今回はそんな雨漏りの対策としての防止方法、ポイントと注意点についてプロの専門業社が分かりやすく解説します。ぜひご参考にしてください。
目次
マンションの雨漏りの原因とは?
マンションにおける雨漏りは、様々な要因によって引き起こされることがあります。これらの原因を理解することは、問題の解決に向けた重要な一歩です。以下では、主な雨漏りの原因について説明します。
配管の劣化による雨漏り
マンションの配管は、時間の経過とともに劣化する可能性があります。老朽化や使用頻度の増加によって、配管内部に亀裂や穴が生じ、雨水が漏れることがあります。特に、排水管や給水管は常に水圧や水の流れにさらされているため、劣化が進みやすい部位と言えます。
例えば、お風呂の排水口周辺のパッキンが劣化し、雨水が漏れ出すことがあります。この場合、水漏れ箇所を特定し、専門業者に修理してもらう必要があります。
外壁の劣化による雨漏り
マンションの外壁は、風雨や紫外線などの自然の要素にさらされ続けるため、劣化が進む可能性があります。外壁の劣化によって、雨水が建物内部に浸入することがあります。
外壁の劣化は、クラック(ひび割れ)や塗装のはがれ、サイディングやタイルの剥がれなど、さまざまな形で現れることがあります。特に、雨水の浸入が予想される箇所は注意が必要です。例えば、ベランダや外壁の突き出し部分などは、雨漏りが発生しやすい場所として知られています。
クラックによる雨漏り
建物の構造上、コンクリートや石材などの表面にクラック(ひび割れ)が生じることがあります。これらのクラックから雨水が浸入し、雨漏りが発生することがあります。クラックは、地震や建物の収縮・膨張などによって発生することがあります。
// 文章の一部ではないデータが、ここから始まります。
PR #1143, opened 2018-05-16
Handle more error cases in sync/peer_connection

hanssv:
This addresses https://www.pivotaltracker.com/story/show/157218156 and https://www.pivotaltracker.com/story/show/157621616


apps/aecore/src/aec_peer_connection.erl
```diff
@@ -436,7 +436,7 @@ handle_request(S, {Request, Args}, From) ->
     case get_request(S, Request) of
         none ->
             handle_request(S, Request, Args, From);
-        {MappedRequest, _From} ->
+        {MappedRequest, _From, _TRef} ->
```
lucafavatella: I see [setter](https://github.com/aeternity/epoch/blob/9736a29a264819e9474539e09f4905f057f03ae5/apps/aecore/src/aec_peer_connection.erl#L302) and other usages. Ok.

Any chance of having state with type specs?
(BTW Also I currently prefer record over map for process state - as more structured - though debatable.)

rebar.lock
```diff
@@ -21,7 +21,7 @@
   0},
  {<<"enoise">>,
   {git,"https://github.com/aeternity/enoise.git",
-       {ref,"7347906f29c86456d0e144456b524014722424c7"}},
+       {ref,"c3bdb02e53706cafceccb109f8a5ace9a37356f4"}},
```
lucafavatella: I see https://github.com/aeternity/enoise/compare/7347906...c3bdb02
ok

hanssv:
Rebased and resolved conflict in release notes... Sigh...

PR #1150, opened 2018-05-17
Work around intermittent `socket_closed_remotely` test error

lucafavatella:
In scope of https://www.pivotaltracker.com/story/show/157656809


lucafavatella:
System tests do this https://github.com/aeternity/epoch/blob/cb10ac4bf7b01dbb8759b0b9ddbe68b39f533fcc/apps/aehttp/test/aehttp_client.erl#L17-L19

lucafavatella:
I split improvements in test client that already uses this workaround in PR #1152 so to prevent unnecessary delay of this - that shall reduce intermittent test failures.

PR #1152, opened 2018-05-17
Improve usage of httpc profile in integration and system tests

lucafavatella:
In scope of https://www.pivotaltracker.com/story/show/157656809

TODO:
* [x] Ensure system tests not broken by this change - confirmed by @ThomasArts

### DIFF
--- a/apps/aehttp/test/aehttp_client.erl
+++ b/apps/aehttp/test/aehttp_client.erl
@@ -14,22 +14,22 @@ request(OpId, Params, Cfg) ->
     BaseUrl = string:trim(proplists:get_value(Interface, Cfg), trailing, "/"),
     Path = endpoints:path(Method, OpId, Params),
     Query = endpoints:query(Method, OpId, Params),
-    inets:start(httpc, [{profile, test_browser}]),
-    Response = request(Method, BaseUrl, Path, Query, Params, [], [{timeout, 15000}], [], Cfg),
-    inets:stop(httpc, test_browser),
+    {ok, ClientPid} = inets:start(httpc, [{profile, test_browser}], stand_alone),
+    Response = request(Method, BaseUrl, Path, Query, Params, [], [{timeout, 15000}], [], ClientPid, Cfg),
+    ok = inets:stop(stand_alone, ClientPid),
     Response.
 
-request(get, BaseUrl, Path, Query, _Params, Headers, HttpOpts, Opts, Cfg) ->
+request(get, BaseUrl, Path, Query, _Params, Headers, HttpOpts, Opts, Profile, Cfg) ->
     Url = binary_to_list(iolist_to_binary([BaseUrl, Path, Query])),
     log("GET ~p", [Url], Cfg),
-    Resp = httpc:request(get, {Url, Headers}, HttpOpts, Opts, test_browser),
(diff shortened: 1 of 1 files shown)


apps/aehttp/test/aehttp_client.erl
```diff
@@ -14,22 +14,22 @@ request(OpId, Params, Cfg) ->
     BaseUrl = string:trim(proplists:get_value(Interface, Cfg), trailing, "/"),
     Path = endpoints:path(Method, OpId, Params),
     Query = endpoints:query(Method, OpId, Params),
-    inets:start(httpc, [{profile, test_browser}]),
-    Response = request(Method, BaseUrl, Path, Query, Params, [], [{timeout, 15000}], [], Cfg),
-    inets:stop(httpc, test_browser),
+    {ok, ClientPid} = inets:start(httpc, [{profile, test_browser}], stand_alone),
```
ThomasArts: could you now also leave out {profile, test_browser} altogether? Not needed, but you don't seem to need it any more.

lucafavatella: > could you now also leave out {profile, test_browser} altogether?

[Not possible](https://github.com/erlang/otp/blob/OTP-20.2.3/lib/inets/src/http_client/httpc.erl#L456-L459).

And it makes sense not to use the default profile, as otherwise [standalone process would attempt to re-create (hence failing) the table of keepalive sessions](https://github.com/erlang/otp/blob/OTP-20.2.3/lib/inets/src/http_client/httpc_manager.erl#L421) of the default profile.

----

I performing a few unrelated fine-tuning.

lucafavatella:
I cannot run system tests with this PR now, so keeping labelled as WIP.

apps/aehttp/test/aehttp_client.erl
```diff
@@ -14,22 +14,22 @@ request(OpId, Params, Cfg) ->
...
+    Response = request(Method, BaseUrl, Path, Query, Params, [], [{timeout, 15000}], [], ClientPid, Cfg),
+    ok = gen_server:stop(ClientPid, normal, infinity),
     Response.
 
-request(get, BaseUrl, Path, Query, _Params, Headers, HttpOpts, Opts, Cfg) ->
+request(get, BaseUrl, Path, Query, _Params, Headers, HttpOpts, Opts, Profile, Cfg) ->
```
sylane: Is the `Profile` parameter always required now? is there no meaningful default value?
Couldn't it be shoved inside `Opts` and extracted using:
```
Profile = proplists:get_value(profile, Opts, test_browser),
Opts2 = lists:keydelete(profile, 1, Opts),
```

lucafavatella: > Is the Profile parameter always required now?

Yes. Though this is internal function so shall be ok.

> is there no meaningful default value?

Using a default value would hinder the benefits this commit adds - namely enhanced error handling and potential parallel clients. From commit message:

> * Linking httpc_manager process to test process - rather than to
>   httpc_profile_sup process;
> * Not registering httpc_manager process by (profile-based) name - so
>   to enable future concurrent clients;

I suggest to leave this as is and add default value if/when required.

> Couldn't it be shoved inside Opts ...

`Opts` is passed to `httpc:request` so I would prefer not to reuse it.

PR #2314, opened 2019-04-09
Generalized Accounts

hanssv:
This is still WIP, but the change is rather big so better give time for people to have a good look at it...

What is not done:

- Crypto primitivies are missing and Sophia additions are not done https://www.pivotaltracker.com/story/show/164629541
- HTTP API for generalized accounts and its transactions https://www.pivotaltracker.com/story/show/165208165
- Testing state channels with two GAs
- Testing Fee distribution to miners (authorization cost!)
- HTTP tests are not yet committed they exist on my machine ;-) 

WIP documentation: https://github.com/aeternity/protocol/pull/336

PR #2321, opened 2019-04-10
Heap and ABI functions moved aesophia -> aebytcode

hanssv:
Need latest aesophia in #2314 - so this does the vital parts pointing aeternity to aeb_xxx instead och aeso_xxx...


rvirding:
This should finish [PT-164597852](https://www.pivotaltracker.com/story/show/164597852)

rebar.config
```diff
@@ -60,10 +60,10 @@
                    {ref, "9ff46af"}}},
 
         {aebytecode, {git, "https://github.com/aeternity/aebytecode.git",
-                     {ref,"2d599d"}}},
+                     {ref,"9041423"}}},
```
ThomasArts: That's not latest master, but I will bump soon as well. You now did the majority of the work already

hanssv: It is exactly the version that the referenced `aesophia` points to, that is correct I think?!

hanssv:
> This should finish [PT-164597852](https://www.pivotaltracker.com/story/show/164597852)

I'm not familiar with the scope of the ticket, but unless it doesn't also deal with making `aesophia` a test-only dependency this might be it?!

PR #2322, opened 2019-04-11
Pt 165246396 remove dependency

ThomasArts:
Finishes PT-165246396 and removes a call to aeb_fate_data that is inconsistent with other calls


apps/aefate/test/aefate_engine_test.erl
```diff
@@ -700,3 +700,53 @@ contracts() ->
        }.
 
 
+%% Encode is a convinience function for testing, encoding an Erlang term
```
gorillainduction: Can you please put this in a test util file, so it is available for other modules as well?

ThomasArts: done and rebased

PR #2323, opened 2019-04-11
Subtract gas in eval dispatch.

happi:
Use some gas for each instruction.
Note: Not tuned in any way yet.

### DIFF
--- a/apps/aecontract/test/aecontract_SUITE.erl
+++ b/apps/aecontract/test/aecontract_SUITE.erl
@@ -642,13 +642,7 @@ create_contract_(ContractCreateTxGasPrice) ->
     %% Check that the created init call has the correct details not from the contract create tx
     ?assertEqual(ContractKey, aect_call:contract_pubkey(InitCall)),
     _ = aect_call:height(InitCall), %% Unclear if this needed.
-    case sophia_version() of
-        ?SOPHIA_FORTUNA_FATE ->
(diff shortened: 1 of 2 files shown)


apps/aefate/src/aefa_fate_eval.erl
```diff
@@ -5,345 +5,457 @@
 -module(aefa_fate_eval).
 -export([eval/2]).
 
-eval('RETURN', EngineState) ->
-    aefa_fate_op:return(EngineState);
+eval('RETURN',  #{ gas := Gas } = EngineState) ->
+    EngineState1 = EngineState#{ gas => Gas - 2},
```
ThomasArts: Would it not be nicer and shorter to write:
`aefa_fate_op:return( EngineState#{ gas => Gas - 2}).`
Saves a few lines here and there.

or a little wrapper decrease_gas(2, EngineState).
A matter of taste, of course. Advantage for such a wrapper is that you can check in  the wrapper that gas does not get negative... but now you check in return, which is fine as well.

happi: Fixed

happi:
There are actually Fate tests that checks the gas now. Fix needed.

lucafavatella:
A past failure in CI in this ticket was independent and [already tracked](https://www.pivotaltracker.com/story/show/165122907/comments/201657052).

PR #2325, opened 2019-04-11
Add decode function and turn on fate test run per default

gorillainduction:
https://www.pivotaltracker.com/story/show/165298157


apps/aefate/test/aefate_test_utils.erl
```diff
@@ -6,7 +6,11 @@
 
 -module(aefate_test_utils).
 
--export([encode/1]).
+-export([encode/1,
+         decode/1
```
ThomasArts: Yes, symmetry :-).

PR #2328, opened 2019-04-12
PT-164804897 GC of aec_signed_tx objects

### LINKED ISSUE #3030: Garbage collect aec_signed_tx objects
Full `aec_signed_tx` objects seem to stay in the database even after transactions are garbage collected. To track what a node already seen and avoid transactions' circulation keep `aec_gc_tx` with just a hash of transactions. This should reduce some DB size.

Consider garbage collecting `aec_gc_tx` objects as well (to be defined).

This issue is a copy of [PT-2124891](https://www.pivotaltracker.com/n/projects/2124891).

zp-sd:
Closes #3030

### DIFF
--- a/apps/aecore/include/aec_db.hrl
+++ b/apps/aecore/include/aec_db.hrl
@@ -17,4 +17,4 @@
 -record(aec_tx_location        , {key :: SignedTxHash :: aec_hash:hash(), value :: BlockHash :: aec_hash:hash()}).
 -record(aec_tx_pool            , {key :: SignedTxHash :: aec_hash:hash(), value :: PlaceHolder :: []}).
 -record(aec_discovered_pof     , {key, value}).
--record(aec_tx_gc              , {key, value}).
+-record(aec_tx_gc              , {key :: SignedTxHash :: aec_hash:hash(), value :: PlaceHolder :: 0}).
--- a/apps/aecore/include/aec_db.hrl
+++ b/apps/aecore/include/aec_db.hrl
@@ -17,4 +17,4 @@
 -record(aec_tx_location        , {key :: SignedTxHash :: aec_hash:hash(), value :: BlockHash :: aec_hash:hash()}).
 -record(aec_tx_pool            , {key :: SignedTxHash :: aec_hash:hash(), value :: PlaceHolder :: []}).
 -record(aec_discovered_pof     , {key, value}).
-
+-record(aec_tx_gc              , {key, value}).
--- a/apps/aecore/include/aec_db.hrl
+++ b/apps/aecore/include/aec_db.hrl
@@ -17,4 +17,4 @@
 -record(aec_tx_location        , {key :: SignedTxHash :: aec_hash:hash(), value :: BlockHash :: aec_hash:hash()}).
 -record(aec_tx_pool            , {key :: SignedTxHash :: aec_hash:hash(), value :: PlaceHolder :: []}).
 -record(aec_discovered_pof     , {key, value}).
--record(aec_tx_gc              , {key :: SignedTxHash :: aec_hash:hash(), value :: PlaceHolder :: 0}).
+-record(aec_tx_gc              , {key :: SignedTxHash :: aec_hash:hash(), value :: PlaceHolder :: []}).
--- a/apps/aecore/src/aec_db.erl
+++ b/apps/aecore/src/aec_db.erl
@@ -59,12 +59,16 @@
         , remove_tx_from_mempool/1
         , remove_tx_location/1
         , gc_tx/1
+        , remove_tx_gc/1
         ]).
 
 %% Only to be used from aec_tx_pool:init/1
 -export([ fold_mempool/2
         ]).
 
+%% Only to be used from aec_tx_gc:init/1
+-export([ foreach_tx_gc/1
+        ]).
 
 %% MP trees backend
 -export([ find_accounts_node/1
@@ -144,6 +148,7 @@ tables(Mode) ->
    , ?TAB(aec_tx_location)
    , ?TAB(aec_tx_pool)
    , ?TAB(aec_discovered_pof)
+   , ?TAB(aec_tx_gc)
     ].
 
 tab(Mode0, Record, Attributes, Extra) ->
@@ -280,6 +285,7 @@ write_block(Block, Hash) ->
                    TxHashes = [begin
                                    STxHash = aetx_sign:hash(STx),
                                    write_signed_tx(STxHash, STx),
+                                   delete(aec_tx_gc, STxHash), %% In case tx from a block was already GCed.
                                    STxHash
                                end
                                || STx <- Txs],
@@ -558,12 +564,17 @@ gc_tx(TxHash) ->
            BlockHash when is_binary(BlockHash) ->
                {error, BlockHash};
            mempool ->
-               delete(aec_tx_pool, TxHash);
+               delete(aec_tx_pool, TxHash),
+               delete(aec_signed_tx, TxHash),
+               write(aec_tx_gc, #aec_tx_gc{key = TxHash, value = 0});
            none ->
                ok;
            not_found ->
                {error, tx_not_found}
        end).
+
+remove_tx_gc(TxHash) ->
+    ?t(delete(aec_tx_gc, TxHash)).
 
 get_signed_tx(Hash) ->
     [#aec_signed_tx{value = DBSTx}] = ?t(read(aec_signed_tx, Hash)),
@@ -588,8 +599,15 @@ find_tx_location(STxHash) ->
            [] ->
                case mnesia:read(aec_tx_pool, STxHash) of
                    [] -> case mnesia:read(aec_signed_tx, STxHash) of
-                             [] -> not_found;
-                             [_] -> none
+                             [] ->
+                                 case mnesia:read(aec_tx_gc, STxHash) of
+                                     []  -> not_found;
+                                     [_] -> none
+                                 end;
+                             [_] ->
+                                 %% For backwards compatibility: before aec_tx_gc was introduced,
+                                 %% aec_signed_tx objects were stored forever, even after GC.
+                                 none
                          end;
                    [_] -> mempool
                end;
@@ -641,6 +659,15 @@ fold_mempool(FunIn, InitAcc) ->
                   FunIn(Hash, Acc)
           end,
     ?t(mnesia:foldl(Fun, InitAcc, aec_tx_pool)).
+
+foreach_tx_gc(Fun) ->
+    foreach_tx_gc(mnesia:first(aec_tx_gc), Fun).
+
+foreach_tx_gc('$end_of_table', _Fun) ->
+    ok;
+foreach_tx_gc(Key, Fun) ->
+    Fun(Key),
+    foreach_tx_gc(mnesia:next(aec_tx_gc, Key), Fun).
 
 %% start phase hook to load the database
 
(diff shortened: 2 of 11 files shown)


apps/aecore/include/aec_db.hrl
```diff
@@ -17,4 +17,4 @@
 -record(aec_tx_location        , {key, value}).
 -record(aec_tx_pool            , {key, value}).
 -record(aec_discovered_pof     , {key, value}).
-
+-record(aec_tx_gc              , {key, value}).
```
lucafavatella: Do I understand correctly this means that DB generated by new node cannot be used for old node? If so, could you please update https://github.com/aeternity/aeternity/blame/49ffb23ada36910dcda5bd87201cdf4072dcda7f/docs/release-notes/RELEASE-NOTES-2.4.0.md#L11

apps/aecore/src/aec_db.erl
```diff
@@ -558,13 +564,18 @@ gc_tx(TxHash) ->
            BlockHash when is_binary(BlockHash) ->
                {error, BlockHash};
            mempool ->
-               delete(aec_tx_pool, TxHash);
+               delete(aec_tx_pool, TxHash),
+               delete(aec_signed_tx, TxHash),
```
lucafavatella: I see this is deleting actual item. Ok.

apps/aecore/src/aec_db.erl
```diff
@@ -558,13 +564,18 @@ gc_tx(TxHash) ->
...
+               write(aec_tx_gc, #aec_tx_gc{key = TxHash, value = 0});
```
lucafavatella: Is this 0 a placeholder? May I suggest using a macro for readability?

See also https://github.com/aeternity/aeternity/pull/2329/files

apps/aecore/include/aec_db.hrl
lucafavatella:
```suggestion
-record(aec_tx_gc              , {key :: SignedTxHash :: aec_hash:hash(), value :: PlaceHolder :: 0}).
```

apps/aecore/src/aec_db.erl
```diff
@@ -588,8 +599,15 @@ find_tx_location(STxHash) ->
            [] ->
                case mnesia:read(aec_tx_pool, STxHash) of
                    [] -> case mnesia:read(aec_signed_tx, STxHash) of
-                             [] -> not_found;
-                             [_] -> none
+                             [] ->
+                                 case mnesia:read(aec_tx_gc, STxHash) of
+                                     []  -> not_found;
+                                     [_] -> none
```
lucafavatella: This leads to the doubt of how can actor (human or automated) calling an API for pushing to mempool distinguish case tx inserted and case tx not pushed i.e. [this clause](https://github.com/aeternity/aeternity/blob/e9bd96779c585eab037727b008babce242dab2da/apps/aecore/src/aec_tx_pool.erl#L172). Though this is not introduced by this change so ok.

This though leads to doubt of whether there is any actor relying on pool push returning ok, and retrieval of tx succeeding.

apps/aecore/src/aec_db.erl
```diff
@@ -144,6 +148,7 @@ tables(Mode) ->
    , ?TAB(aec_tx_location)
    , ?TAB(aec_tx_pool)
    , ?TAB(aec_discovered_pof)
+   , ?TAB(aec_tx_gc)
```
lucafavatella: Call to `aec_db:add_tx/1` writes to table `aec_signed_tx` without deleting from `aec_tx_gc`. What prevents mempool push, namely [this call](https://github.com/aeternity/aeternity/blob/e9bd96779c585eab037727b008babce242dab2da/apps/aecore/src/aec_tx_pool.erl#L717) (please consider only atomic blocks), to write `aec_signed_tx` entry shortly after `aec_db:gc_tx/1`? This would lead to tx having entry in `aec_signed_tx` (and `aec_tx_pool`) and `aec_tx_gc`. (I may be missing something.) Is this expected? What is user (or state channel FSM?) experience in this case (e.g. event published anywhere for tx included in mempool)? And how does DB/mempool/GC behave in this case?

zp-sd: `aec_db:add_tx/1` can be reach only after https://github.com/aeternity/aeternity/blob/master/apps/aecore/src/aec_tx_pool.erl#L169 returns `ok`. This is not transactional, but returning `ok` there means that there is no either `aec_tx_gc` or `aec_signed_tx` object for a transaction in the system. This means that there is no transaction in the system to be GCed (which prevents transaction from being GCed shortly).

Even is there is a path (as of now - I don't see any) which leads to having both `aec_signed_tx` and `aec_tx_gc` objects in the system - there will be no harm. New GC of transactions, namely `aec_tx_gc` server, removes only `aec_tx_gc` objects from the DB, without any impact on `aec_signed_tx`.

apps/aecore/src/aec_db.erl
zp-sd: Will do. I will also use `[]` as a placeholder, as it is not for `aec_tx_pool` objects.

apps/aecore/include/aec_db.hrl
zp-sd: As discussed offline, this is to be addressed.

lucafavatella: For clarity - new node needs to be able to start from DB of old node.

Re old node being able to start from new DB - not necessary provided documentation (release notes main doc) is fine tuned in order not to be misleading.

lucafavatella:
Could you please add system test in `aest_db_SUITE` that creates DB using latest stable release (`:latest` Docker tag) then tries to start with current codebase (`:local` Docker tag)? Of course such a test may need to be disables in the iteration approaching a major release.

apps/aecore/src/aec_db.erl
lucafavatella: > This though leads to doubt of whether there is any actor relying on pool push returning ok, and retrieval of tx succeeding.

Still applicable.

apps/aecore/src/aec_db.erl
lucafavatella: Shall this be update a metric? It is optional though may help understand what node is doing. Cc @dincho

apps/aecore/src/aec_db.erl
zp-sd: I did not find said code path in the code...

zp-sd:
> Could you please add system test in `aest_db_SUITE` that creates DB using latest stable release (`:latest` Docker tag) then tries to start with current codebase (`:local` Docker tag)? Of course such a test may need to be disables in the iteration approaching a major release.

On it.

apps/aecore/src/aec_db.erl
lucafavatella: > I did not find said code path in the code...

If does not need necessarily to be part of our code. It can be any user of the user API.

Also, it may manifest itself in client (either in node or out of node) using push for ensuring that certain tx is present in mempool - the semantics of ok there is changed.

lucafavatella: > Also, it may manifest itself in client (either in node or out of node) using push for ensuring that certain tx is present in mempool - the semantics of ok there is changed.

This sentence is incorrect. Push returning ok in master already does not guarantee tx in mempool if garbage collected from mempool.

apps/aecore/src/aec_db.erl
zp-sd: No opinion here 🙂

zp-sd:
System tests: `Skipped 2 (2, 0) tests. Passed 40 tests.`

docs/release-notes/next/PT-164804897-garbage-collect-aec_signed_tx.md
```diff
@@ -0,0 +1 @@
+* Introduces new database garbage collection of aec_signed_tx objects.
```
lucafavatella: A bit more user oriented?
```suggestion
* Introduces garbage collection of transactions from the database.
```

system_test/common/aest_db_SUITE.erl
```diff
@@ -32,6 +33,7 @@
 
 all() -> [
           node_can_reuse_db_of_other_node,
+          node_can_reuse_db_of_latest_stable_node,
```
lucafavatella: 👌

apps/aecore/src/aec_db.erl
```diff
@@ -719,28 +756,39 @@ add_index_plugins() ->
...
     case Storage of
         existing_schema ->
-            case check_mnesia_tables(Tables, []) of
-                [] -> ok;
+            case check_mnesia_tables(TablesMandatory, [], []) of
+                [] ->
+                    case check_mnesia_tables(TablesOptional, [], [{create_missing_tables, true}]) of
+                        [] -> ok;
+                        Errors ->
+                            lager:error("Database check failed: ~p", [Errors]),
```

例えば、マンションの外壁にクラックが生じた場合、雨水がクラックから侵入し、壁内部に浸み込むことがあります。これによって、壁の内部や室内に雨漏りが現れる可能性があります。
外壁コーキングの劣化による雨漏り
外壁コーキングは、建物の外壁の継ぎ目や窓枠などに施されるシーリング材です。コーキング材は、風雨や紫外線にさらされることで劣化し、割れやひび割れが生じることがあります。この劣化によって、雨水が建物内部に侵入する可能性があります。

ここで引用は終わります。